El Inca Garcilaso de la Vega war der Sohn des spanischen Conquistadors Capitán Sebastián Garcilaso de la Vega y Vargas (ca. 1500–1559) und einer Nichte des Inka-Herrschers Huayna Cápac (Wayna Qhapaq), genannt Isabel Suárez Yupanqui, geborene Chimpu Ocllo (Uqllu). Gómez’ Vater stammte aus dem hochadeligen extremenischen Ricohombre-Geschlecht der Suárez de Figueroa und war ein Neffe des damals sehr bekannten Dichters Garcilaso de la Vega († 1536). Zur Verwandtschaft seines Vaters gehörten weitere bekannte Renaissance-Dichter wie Jorge Manrique († 1479) und der Marquis von Santillana († 1458). Der Junge wuchs im Haus eines spanischen Freundes in Cuzco mit seinen beiden jüngeren Geschwistern, Garcilaso und Leonor, bei seiner Mutter auf, wurde zweisprachig in Quechua und Spanisch erzogen und genoss zusammen mit anderen Abkömmlingen der Inkaherrscher und der führenden Conquistadoren in der ehemaligen Inka-Hauptstadt eine hervorragende Ausbildung. Mütterlicherseits hatte sein Großvater Huallpa Túpac Yupanqui (1481–1533) als Vollbruder des Inkas eine herausragende Stellung in der Reichsverwaltung innegehabt, und ein Großonkel und verschiedene frühere Inka-Offiziere verkehrten regelmäßig im Hause der Palla („Edelfrau“) Chimpu Ocllo und vermittelten den Kindern ihr Wissen.
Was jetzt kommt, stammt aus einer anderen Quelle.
PR #23, opened 2019-11-19
Define and Separate Unit and Integration coverage jobs

akoushke:


adamweeks:
Can you remove or update the commit message for the last commit?

package.json
```diff
@@ -13,8 +13,10 @@
     "release:dry-run": "semantic-release --dry-run",
     "start": "NODE_ENV=development nodemon scripts/start.js --exec babel-node",
     "test": "jest",
-    "test:integration": "jest \"^(?=.*integration.test.js).*\"",
+    "test:integration": "jest \"^(?=.*RoomsSDKAdapter.integration.test.js).*\"",
+    "test:integration:coverage": "npm run test:integration --coverage",
```
lalli-flores: Can't you just add the flag on the CI instead of creating another script for each?

.circleci/config.yml
```diff
@@ -43,7 +43,12 @@ jobs:
           command: npm run test:eslint
       - run:
           name: Unit Test Coverage
-          command: npm run test:coverage
+          command: npm run test:unit:coverage
+      - store_test_results:
+          path: test_results
+      - run:
```
lalli-flores: This should be its own job in the workflow, to run after and only, if linting + unit tests pass

akoushke: it will not get here if the unit test fails.

package.json
akoushke: yeah I will do that.

.circleci/config.yml
lalli-flores: It's easier to see exactly what failed if it's own step. If linting, unit tests and integration tests are separate, we can see right away from the PR which step failed, instead of having to go to CircleCi to find out what in "test" failed:
Screen Shot 2019-11-19 at 3 41 37 PM

adamweeks: If we’re following the widget and sdk pipeline style, the CI testing is one “workflow” with multiple jobs executed in order of: static analysis, unit tests, integration tests. I think it is worthwhile to keep the same flow in the component repos. Having them as separate jobs also makes it easier on circle ci to just re-run the failed job.

akoushke: where do you do the linting?

PR #24, opened 2019-11-22
Jest Puppeteer Installation and Configuration

akoushke:


src/jest-puppeteer.test.js
```diff
@@ -0,0 +1,15 @@
+import puppeteer from 'puppeteer';
```
akoushke: this file will be removed for the next PR.

.circleci/config.yml
```diff
@@ -1,10 +1,13 @@
 version: 2.1
+
 # reusable environment for all jobs
 executors:
   main-executor:
     working_directory: ~/sdk-component-adapter
     docker:
       - image: circleci/node:12.7.0
+        environment:
```
adamweeks: Should we utilize a browser image from circle? https://circleci.com/docs/2.0/browser-testing/#prerequisites

akoushke: how is that beneficial for our case?

adamweeks: I ask due to the title of the page linked: 

>This document describes common methods for running and debugging browser testing in your CircleCI config in the following sections:

Since we are adding browser testing, my question was should we use the tools provided.

akoushke: I see. Let's talk more about this.

src/testHelper.js
```diff
@@ -6,9 +6,9 @@ import {constructHydraId} from '@webex/common';
 // Used to get WEBEX_CLIENT_ID & WEBEX_CLIENT_SECRET for test user creation access
```
akoushke: do we still want to move to prod?

akoushke: @adamweeks do we still want to move to Prod?

scripts/puppeteer.server.js
```diff
@@ -0,0 +1,9 @@
+import * as http from 'http';
```
lalli-flores: If you can just import `createServer` since that's all we need
```suggestion
import {createServer} from 'http';
```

Auch sein Onkel Francisco Huallpa Túpac Yupanqui, der jüngere Bruder seiner Mutter, lebte im Haus und hatte auch später noch Kontakt zum Inca Garcilaso, als dieser schon in Spanien lebte.
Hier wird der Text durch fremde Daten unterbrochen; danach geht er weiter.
PR #31, opened 2019-12-12
Handle Audio/Video Controls

akoushke:
1 - mute/unmute for video/audio
2 - convert `then` to `async/await` 🙄 @lalli-flores 
3 - make control naming conventions more abstract

### DIFF
--- a/src/MeetingsSDKAdapter.js
+++ b/src/MeetingsSDKAdapter.js
@@ -66,7 +66,7 @@ export default class MeetingsSDKAdapter extends MeetingsAdapter {
    *
    * @param {string} ID  ID to retrieve the SDK meeting object to add the local media to
    */
-  addLocalMedia(ID) {
+  async addLocalMedia(ID) {
     const sdkMeeting = this.fetchMeeting(ID);
 
     // default media setting
@@ -79,24 +79,18 @@ export default class MeetingsSDKAdapter extends MeetingsAdapter {
       sendShare: false,
     };
 
-    sdkMeeting
-      .getMediaStreams(mediaSettings)
-      .then(([localStream, localShare]) => {
-        sdkMeeting
-          .addMedia({
-            localShare,
-            localStream,
-            mediaSettings,
-          })
-          .catch((error) => {
-            // eslint-disable-next-line no-console
-            console.error(`Unable to add local media to meeting "${ID}"`, error);
-          });
-      })
-      .catch((error) => {
-        // eslint-disable-next-line no-console
-        console.error(`Unable to get local media streams for meeting ${ID}`, error);
+    try {
+      const [localStream, localShare] = await sdkMeeting.getMediaStreams(mediaSettings);
+
+      await sdkMeeting.addMedia({
+        localShare,
+        localStream,
+        mediaSettings,
       });
+    } catch (error) {
+      // eslint-disable-next-line no-console
+      console.error(`Unable to add local media to meeting "${ID}"`, error);
+    }
   }
 
   /**
@@ -216,19 +210,18 @@ export default class MeetingsSDKAdapter extends MeetingsAdapter {
    * @param {string} ID ID of the meeting to mute audio
    * @memberof MeetingsSDKAdapter
    */
-  muteAudioMeeting(ID) {
+  async muteAudioMeeting(ID) {
     const sdkMeeting = this.fetchMeeting(ID);
 
-    sdkMeeting
-      .muteAudio()
-      .then(() => {
-        // Due to SDK limitation around promises, we need to emit a custom event for audio mute action
-        sdkMeeting.emit(EVENT_MEDIA_LOCAL_MUTE, {control: MUTE_AUDIO_CONTROL});
-      })
-      .catch((error) => {
-        // eslint-disable-next-line no-console
-        console.error(`Unable to mute audio for meeting "${ID}"`, error);
-      });
+    try {
+      await sdkMeeting.muteAudio();
+
+      // Due to SDK limitation around promises, we need to emit a custom event for audio mute action
+      sdkMeeting.emit(EVENT_MEDIA_LOCAL_MUTE, {control: MUTE_AUDIO_CONTROL});
+    } catch (error) {
+      // eslint-disable-next-line no-console
+      console.error(`Unable to mute audio for meeting "${ID}"`, error);
+    }
   }
 
   /**
@@ -273,19 +266,18 @@ export default class MeetingsSDKAdapter extends MeetingsAdapter {
    * @param {string} ID ID of the meeting to mute video
    * @memberof MeetingsSDKAdapter
    */
-  muteVideoMeeting(ID) {
+  async muteVideoMeeting(ID) {
     const sdkMeeting = this.fetchMeeting(ID);
 
-    sdkMeeting
-      .muteVideo()
-      .then(() => {
-        // Due to SDK limitation around promises, we need to emit a custom event for video mute action
-        sdkMeeting.emit(EVENT_MEDIA_LOCAL_MUTE, {control: MUTE_VIDEO_CONTROL});
-      })
-      .catch((error) => {
-        // eslint-disable-next-line no-console
-        console.error(`Unable to mute video for meeting "${ID}"`, error);
-      });
+    try {
+      await sdkMeeting.muteVideo();
+
+      // Due to SDK limitation around promises, we need to emit a custom event for video mute action
+      sdkMeeting.emit(EVENT_MEDIA_LOCAL_MUTE, {control: MUTE_VIDEO_CONTROL});
+    } catch (error) {
+      // eslint-disable-next-line no-console
+      console.error(`Unable to mute video for meeting "${ID}"`, error);
+    }
   }
 
   /**
--- a/src/MeetingsSDKAdapter.js
+++ b/src/MeetingsSDKAdapter.js
@@ -3,9 +3,9 @@ import {concat, from, fromEvent, Observable} from 'rxjs';
 import {filter, finalize, map, merge, publishReplay, refCount} from 'rxjs/operators';
 
 const EVENT_MEDIA_READY = 'media:ready';
-const EVENT_MEDIA_LOCAL_MUTE = 'adapter:media:local:mute';
+const EVENT_MEDIA_LOCAL_UPDATE = 'adapter:media:local:update';
 const JOIN_CONTROL = 'join-meeting';
-const MUTE_AUDIO_CONTROL = 'mute-audio';
+const AUDIO_CONTROL = 'audio';
 const MUTE_VIDEO_CONTROL = 'mute-video';
 const MEDIA_TYPE_LOCAL = 'local';
 const MEDIA_TYPE_REMOTE_AUDIO = 'remoteAudio';
@@ -31,10 +31,10 @@ export default class MeetingsSDKAdapter extends MeetingsAdapter {
       display: this.joinControl.bind(this),
     };
 
-    this.meetingControls[MUTE_AUDIO_CONTROL] = {
-      ID: MUTE_AUDIO_CONTROL,
-      action: this.muteAudioMeeting.bind(this),
-      display: this.muteAudioControl.bind(this),
+    this.meetingControls[AUDIO_CONTROL] = {
+      ID: AUDIO_CONTROL,
+      action: this.handleLocalAudio.bind(this),
+      display: this.audioControl.bind(this),
     };
 
     this.meetingControls[MUTE_VIDEO_CONTROL] = {
@@ -210,17 +210,30 @@ export default class MeetingsSDKAdapter extends MeetingsAdapter {
    * @param {string} ID ID of the meeting to mute audio
    * @memberof MeetingsSDKAdapter
    */
-  async muteAudioMeeting(ID) {
+  async handleLocalAudio(ID) {
     const sdkMeeting = this.fetchMeeting(ID);
 
     try {
-      await sdkMeeting.muteAudio();
+      let audioEnabled = this.meetings[ID].localAudio.getAudioTracks()[0].enabled;
 
-      // Due to SDK limitation around promises, we need to emit a custom event for audio mute action
-      sdkMeeting.emit(EVENT_MEDIA_LOCAL_MUTE, {control: MUTE_AUDIO_CONTROL});
+      if (audioEnabled) {
+        await sdkMeeting.muteAudio();
+      } else {
+        await sdkMeeting.unmuteAudio();
+      }
+
+      // re-assign the variable after the mute/unmute actions
+      audioEnabled = this.meetings[ID].localAudio.getAudioTracks()[0].enabled;
+
+      // Due to SDK limitation around local media updates,
+      // we need to emit a custom event for audio mute updates
+      sdkMeeting.emit(EVENT_MEDIA_LOCAL_UPDATE, {
+        control: AUDIO_CONTROL,
+        state: audioEnabled,
+      });
     } catch (error) {
       // eslint-disable-next-line no-console
-      console.error(`Unable to mute audio for meeting "${ID}"`, error);
+      console.error(`Unable to update local audio settings for meeting "${ID}"`, error);
     }
   }
 
@@ -231,32 +244,39 @@ export default class MeetingsSDKAdapter extends MeetingsAdapter {
    * @returns {Observable.<MeetingControlDisplay>}
    * @memberof MeetingJSONAdapter
    */
-  muteAudioControl(ID) {
+  audioControl(ID) {
     const sdkMeeting = this.fetchMeeting(ID);
     const muted = {
-      ID: MUTE_AUDIO_CONTROL,
-      icon: 'microphone',
-      tooltip: 'Mute',
+      ID: AUDIO_CONTROL,
+      icon: 'microphone-muted',
+      tooltip: 'Unmute',
       state: MeetingControlState.ACTIVE,
+      text: null,
+    };
+    const unmuted = {
+      ID: AUDIO_CONTROL,
+      icon: 'microphone-muted',
+      tooltip: 'Mute',
+      state: MeetingControlState.INACTIVE,
       text: null,
     };
 
     const getDisplayData$ = Observable.create((observer) => {
       if (sdkMeeting) {
-        observer.next(muted);
+        observer.next(unmuted);
       } else {
-        observer.error(new Error(`Could not find meeting with ID "${ID}" to mute audio on`));
+        observer.error(new Error(`Could not find meeting with ID "${ID}" to add audio control`));
       }
 
       observer.complete();
     });
 
-    const muteEvent$ = fromEvent(sdkMeeting, EVENT_MEDIA_LOCAL_MUTE).pipe(
-      filter((event) => event.control === MUTE_AUDIO_CONTROL),
-      map(() => ({...muted, state: MeetingControlState.INACTIVE}))
+    const localMediaUpdateEvent$ = fromEvent(sdkMeeting, EVENT_MEDIA_LOCAL_UPDATE).pipe(
+      filter((event) => event.control === AUDIO_CONTROL),
+      map(({state}) => (state ? unmuted : muted))
     );
 
-    return concat(getDisplayData$, muteEvent$);
+    return concat(getDisplayData$, localMediaUpdateEvent$);
   }
 
   /**
@@ -273,7 +293,7 @@ export default class MeetingsSDKAdapter extends MeetingsAdapter {
       await sdkMeeting.muteVideo();
 
       // Due to SDK limitation around promises, we need to emit a custom event for video mute action
-      sdkMeeting.emit(EVENT_MEDIA_LOCAL_MUTE, {control: MUTE_VIDEO_CONTROL});
+      sdkMeeting.emit(EVENT_MEDIA_LOCAL_UPDATE, {control: MUTE_VIDEO_CONTROL});
     } catch (error) {
       // eslint-disable-next-line no-console
       console.error(`Unable to mute video for meeting "${ID}"`, error);
@@ -307,7 +327,7 @@ export default class MeetingsSDKAdapter extends MeetingsAdapter {
       observer.complete();
     });
 
-    const muteEvent$ = fromEvent(sdkMeeting, EVENT_MEDIA_LOCAL_MUTE).pipe(
+    const muteEvent$ = fromEvent(sdkMeeting, EVENT_MEDIA_LOCAL_UPDATE).pipe(
       filter((event) => event.control === MUTE_VIDEO_CONTROL),
       map(() => ({...muted, state: MeetingControlState.INACTIVE}))
     );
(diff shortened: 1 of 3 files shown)


src/MeetingsSDKAdapter.js
```diff
@@ -355,8 +380,17 @@ export default class MeetingsSDKAdapter extends MeetingsAdapter {
...
 
+      // Listen to unmute event to return the meeting object
+      const meetingWithLocalUnmuteEvents$ = fromEvent(sdkMeeting, EVENT_MEDIA_LOCAL_UNMUTE).pipe(
+        map(() => this.meetings[ID])
+      );
+
       // Merge all event observables to update the existing meeting object simultaneously
-      const meetingsWithEvents$ = merge(meetingWithReadyEvent$, meetingWithLocalMuteEvents$);
+      const meetingsWithEvents$ = merge(
+        meetingWithReadyEvent$,
```
adamweeks: Could you rename this to `meetingWithMediaReadyEvent$`? I know it isn’t a part of this PR but it keeps confusing me

src/MeetingsSDKAdapter.js
```diff
@@ -79,24 +80,23 @@ export default class MeetingsSDKAdapter extends MeetingsAdapter {
...
-          .catch((error) => {
-            // eslint-disable-next-line no-console
-            console.error(`Unable to add local media to meeting "${ID}"`, error);
-          });
-      })
-      .catch((error) => {
+    try {
+      const [localStream, localShare] = await sdkMeeting.getMediaStreams(mediaSettings);
+
+      try {
```
adamweeks: Should we move this outside the `getMediaStreams` try block? I don't think it has to be nested does it?

src/MeetingsSDKAdapter.js
```diff
@@ -259,8 +273,8 @@ export default class MeetingsSDKAdapter extends MeetingsAdapter {
     });
 
     const muteEvent$ = fromEvent(sdkMeeting, EVENT_MEDIA_LOCAL_MUTE).pipe(
-      filter((event) => event.control === MUTE_AUDIO_CONTROL),
-      map(() => ({...muted, state: MeetingControlState.INACTIVE}))
+      filter((event) => event.control === AUDIO_CONTROL),
+      map(({state}) => (state ? muted : unmuted))
```
adamweeks: Where does this state come from?

src/MeetingsSDKAdapter.js
```diff
@@ -273,19 +287,26 @@ export default class MeetingsSDKAdapter extends MeetingsAdapter {
    * @param {string} ID ID of the meeting to mute video
    * @memberof MeetingsSDKAdapter
    */
-  muteVideoMeeting(ID) {
+  async handleLocalVideo(ID) {
     const sdkMeeting = this.fetchMeeting(ID);
+    const state = this.meetings[ID].localVideo.getVideoTracks()[0].enabled;
```
adamweeks: This could use some error handling around checking if `localVideo` is an object and has the `getVideoTracks` function.

src/MeetingsSDKAdapter.js
akoushke: I had the blocks, to catch each errors respectively. base on my knowledge, each `catch` needs a `try`.

src/MeetingsSDKAdapter.js
akoushke: this object should exist when we are at this point.

src/MeetingsSDKAdapter.js
```diff
@@ -344,7 +372,7 @@ export default class MeetingsSDKAdapter extends MeetingsAdapter {
       });
 
       // Listen to attach mediaStream source objects to the existing meeting
-      const meetingWithReadyEvent$ = fromEvent(sdkMeeting, EVENT_MEDIA_READY).pipe(
+      const meetingWithMediaReadyEvent$ = fromEvent(sdkMeeting, EVENT_MEDIA_READY).pipe(
```
adamweeks: 👍 thanks

src/MeetingsSDKAdapter.js
akoushke: so this comes from line 234, where we are emitting the event with the given object which contains `state` prop

src/MeetingsSDKAdapter.js
lalli-flores: I don't think it's necessary to have the nested `try`s to distinguish between errors. You could just have one `catch` for either error and just log out `Unable to add local media to meeting "${ID}"`` which is what this method is trying to do.

src/MeetingsSDKAdapter.js
akoushke: basically we have two listeners, one in `getMeeting` and one in `audioControl` and they both listen to the changes emitted from `hanldeLocalAudio` method

src/MeetingsSDKAdapter.test.js
```diff
@@ -157,11 +157,44 @@ describe('Meetings SDK Adapter', () => {
...
+        ...meeting,
+        localAudio: {
+          getAudioTracks: jest.fn(() => [{enabled: true}]),
+        },
+      };
+    });
+
+    test('mutes audio if the the audio track is enabled', () => {
+      meetingSDKAdapter.handleLocalAudio(meetingID);
+      expect(mockSDKMeeting.muteAudio).toBeCalled();
```
adamweeks: Since `toBeCalled` is just an alias for `toHaveBeenCalled` and we're using `toHaveBeenCalled` elsewhere in this repo, can we standardize on using `toHaveBeenCalled`?

adamweeks:
Thanks for adding those tests, our coverage went from 69% to  86%!

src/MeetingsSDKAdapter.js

1542 siedelten sie in ein eigenes Haus an der zentralen Plaza Cusipata um, während der Vater in der Stadtregierung tätig war. Die Wirren des Bürgerkriegs (1544–1548) erlebte der etwa 9-jährige Gómez mit, als das Haus in Abwesenheit seines Vaters von verfeindeten Conquistadoren tagelang belagert und die Familie mit dem Tod bedroht wurde. Nach der Wiederherstellung der Ordnung durch den königlich ernannten Präsidenten der Audiencia, Don Pedro de la Gasca, trennte sich Sebastián Garcilaso de la Vega von seiner indianischen Lebensgefährtin, mit der er wie praktisch alle Conquistadoren nicht offiziell verheiratet war, und heiratete die Spanierin Luisa Martel de los Ríos, mit der er weitere Kinder bekam. Das entsprach der damaligen Politik des spanischen Indienrates, die von strengen Moralvorstellungen und dem Protorassismus der in Spanien herrschenden Blutreinheitsideologie geprägt war und den irregulären Verbindungen der spanischen Führungsschicht mit Indianerfrauen ein Ende bereiten wollte. Die Vermischung zwischen Spaniern und Indigenen wurde nach offizieller Doktrin als Gefahr für die künftige Entwicklung der Kolonie begriffen. El Inca Garcilaso de la Vega kritisiert dieses Verhalten seines Vaters, das er mit etwa 12 Jahren miterleben musste, später im VI. Buch seiner Comentarios (1609) recht offen.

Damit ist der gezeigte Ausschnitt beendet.